>>>

PR #19, opened 2022-06-23
feat: carry fields from LMS user into our local user

ashultz0:
Including saving the universal LMS ID identifier locally. Without this setting only email carries through.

<<<

◆ WHAT THE EXERCISE ASKS
Nothing should appear in the answer except the lines from the one containing "feat: carry fields" to the end of the data above, reproduced exactly.

◆ OUTPUT FOR THIS EXERCISE
feat: carry fields from LMS user into our local user

ashultz0:
Including saving the universal LMS ID identifier locally. Without this setting only email carries through.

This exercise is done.